PR #2656, opened 2022-01-26
fix(hydration): empty interpolated text mistmatch

jodarove:
## Details
This PR fixes an issue while hydrating an empty text expression (#2657 ).

Given a component with the following template:

```html
<template>
  <p>{emptyText}</p>
</template>
```

SSR will generate an HTML like `<x-main><p></p></x-main>`, which when parsed by the browser, does not include a `TextNode` as child of `p`, however, our render mechanism will generate a `TextVNode` as child of the `p` vnode, which triggers a mismatch while hydrating.

This PR solves this issue by adding a zero-width non-joiner (ZWNJ) character on the server for empty TextNodes and taking this into account while hydrating, so we do not warn about a mismatch when hydrating the SSR content on the client.

Note: Another alternative could be to generate a `null` vnode on the client for empty text vnodes. I'm not too fond of this approach because it will punish the diffing algo multiple times, whereas the method from this PR will only impact SSR and hydration once.

### DIFF
--- a/packages/@lwc/engine-core/src/framework/hydration.ts
+++ b/packages/@lwc/engine-core/src/framework/hydration.ts
@@ -59,7 +59,7 @@ function hydrateText(vnode: VText, node: Node) {
         // eslint-disable-next-line lwc-internal/no-global-node
         validateNodeType(vnode, node, Node.TEXT_NODE);
 
-        if (node.nodeValue !== vnode.text) {
+        if (node.nodeValue !== vnode.text && !(node.nodeValue === '\u200D' && vnode.text === '')) {
             logWarn(
                 'Hydration mismatch: text values do not match, will recover from the difference',
                 vnode.owner
--- a/packages/@lwc/engine-server/src/serializer.ts
+++ b/packages/@lwc/engine-server/src/serializer.ts
@@ -23,7 +23,7 @@ function serializeChildNodes(children: HostChildNode[]): string {
         .map((child): string => {
             switch (child.type) {
                 case HostNodeType.Text:
-                    return htmlEscape(child.value);
+                    return child.value === '' ? '\u200C' : htmlEscape(child.value);
                 case HostNodeType.Comment:
                     return `<!--${htmlEscape(child.value)}-->`;
                 case HostNodeType.Raw:
--- a/packages/@lwc/engine-server/src/serializer.ts
+++ b/packages/@lwc/engine-server/src/serializer.ts
@@ -23,7 +23,7 @@ function serializeChildNodes(children: HostChildNode[]): string {
         .map((child): string => {
             switch (child.type) {
                 case HostNodeType.Text:
-                    return child.value === '' ? '\u200C' : htmlEscape(child.value);
+                    return child.value === '' ? '\u200D' : htmlEscape(child.value);
                 case HostNodeType.Comment:
                     return `<!--${htmlEscape(child.value)}-->`;
                 case HostNodeType.Raw:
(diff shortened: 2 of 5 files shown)


jodarove:
This is an issue in vue.js also: https://github.com/vuejs/vue/issues/11109

nolanlawson:
The ZWNJ approach feels a bit hacky to me. I wonder how React, Angular, and Svelte approach this situation.

As an alternative, what about a comment like `<!-- empty -->`? This should result in no mismatch, although it's a bit weird because it's not what the user asked to render.

nolanlawson:
Also, there are some odd cases where the ZWNJ could actually cause a bug from the user's perspective. Maybe the user is actually intentionally inserting a ZWNJ, e.g. something like:

```html
<span>
hello<span>&nbsp;</span>world
</span>
```

If we remove the ZWNJ for them, then this will render `helloworld` instead of what they want, which is `hello<ZWNJ>world`.

jodarove:
> The ZWNJ approach feels a bit hacky to me. I wonder how React, Angular, and Svelte approach this situation.

It is a bit hacky yes. ill check on the other frameworks.

> As an alternative, what about a comment like `<!-- empty -->`? This should result in no mismatch, although it's a bit weird because it's not what the user asked to render.

imho, that will be the same case as adding the zwnj character.

jodarove:
> Also, there are some odd cases where the ZWNJ could actually cause a bug from the user's perspective. Maybe the user is actually intentionally inserting a ZWNJ, e.g. something like:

----

■ **Aim of the task**: Please retype every entry above exactly as it stands.

■ **Reply**:
PR #2656, opened 2022-01-26
fix(hydration): empty interpolated text mistmatch

jodarove:
## Details
This PR fixes an issue while hydrating an empty text expression (#2657 ).

Given a component with the following template:

```html
<template>
  <p>{emptyText}</p>
</template>
```

SSR will generate an HTML like `<x-main><p></p></x-main>`, which when parsed by the browser, does not include a `TextNode` as child of `p`, however, our render mechanism will generate a `TextVNode` as child of the `p` vnode, which triggers a mismatch while hydrating.

This PR solves this issue by adding a zero-width non-joiner (ZWNJ) character on the server for empty TextNodes and taking this into account while hydrating, so we do not warn about a mismatch when hydrating the SSR content on the client.

Note: Another alternative could be to generate a `null` vnode on the client for empty text vnodes. I'm not too fond of this approach because it will punish the diffing algo multiple times, whereas the method from this PR will only impact SSR and hydration once.

### DIFF
--- a/packages/@lwc/engine-core/src/framework/hydration.ts
+++ b/packages/@lwc/engine-core/src/framework/hydration.ts
@@ -59,7 +59,7 @@ function hydrateText(vnode: VText, node: Node) {
         // eslint-disable-next-line lwc-internal/no-global-node
         validateNodeType(vnode, node, Node.TEXT_NODE);
 
-        if (node.nodeValue !== vnode.text) {
+        if (node.nodeValue !== vnode.text && !(node.nodeValue === '\u200D' && vnode.text === '')) {
             logWarn(
                 'Hydration mismatch: text values do not match, will recover from the difference',
                 vnode.owner
--- a/packages/@lwc/engine-server/src/serializer.ts
+++ b/packages/@lwc/engine-server/src/serializer.ts
@@ -23,7 +23,7 @@ function serializeChildNodes(children: HostChildNode[]): string {
         .map((child): string => {
             switch (child.type) {
                 case HostNodeType.Text:
-                    return htmlEscape(child.value);
+                    return child.value === '' ? '\u200C' : htmlEscape(child.value);
                 case HostNodeType.Comment:
                     return `<!--${htmlEscape(child.value)}-->`;
                 case HostNodeType.Raw:
--- a/packages/@lwc/engine-server/src/serializer.ts
+++ b/packages/@lwc/engine-server/src/serializer.ts
@@ -23,7 +23,7 @@ function serializeChildNodes(children: HostChildNode[]): string {
         .map((child): string => {
             switch (child.type) {
                 case HostNodeType.Text:
-                    return child.value === '' ? '\u200C' : htmlEscape(child.value);
+                    return child.value === '' ? '\u200D' : htmlEscape(child.value);
                 case HostNodeType.Comment:
                     return `<!--${htmlEscape(child.value)}-->`;
                 case HostNodeType.Raw:
(diff shortened: 2 of 5 files shown)


jodarove:
This is an issue in vue.js also: https://github.com/vuejs/vue/issues/11109

nolanlawson:
The ZWNJ approach feels a bit hacky to me. I wonder how React, Angular, and Svelte approach this situation.

As an alternative, what about a comment like `<!-- empty -->`? This should result in no mismatch, although it's a bit weird because it's not what the user asked to render.

nolanlawson:
Also, there are some odd cases where the ZWNJ could actually cause a bug from the user's perspective. Maybe the user is actually intentionally inserting a ZWNJ, e.g. something like:

```html
<span>
hello<span>&nbsp;</span>world
</span>
```

If we remove the ZWNJ for them, then this will render `helloworld` instead of what they want, which is `hello<ZWNJ>world`.

jodarove:
> The ZWNJ approach feels a bit hacky to me. I wonder how React, Angular, and Svelte approach this situation.

It is a bit hacky yes. ill check on the other frameworks.

> As an alternative, what about a comment like `<!-- empty -->`? This should result in no mismatch, although it's a bit weird because it's not what the user asked to render.

imho, that will be the same case as adding the zwnj character.

jodarove:
> Also, there are some odd cases where the ZWNJ could actually cause a bug from the user's perspective. Maybe the user is actually intentionally inserting a ZWNJ, e.g. something like:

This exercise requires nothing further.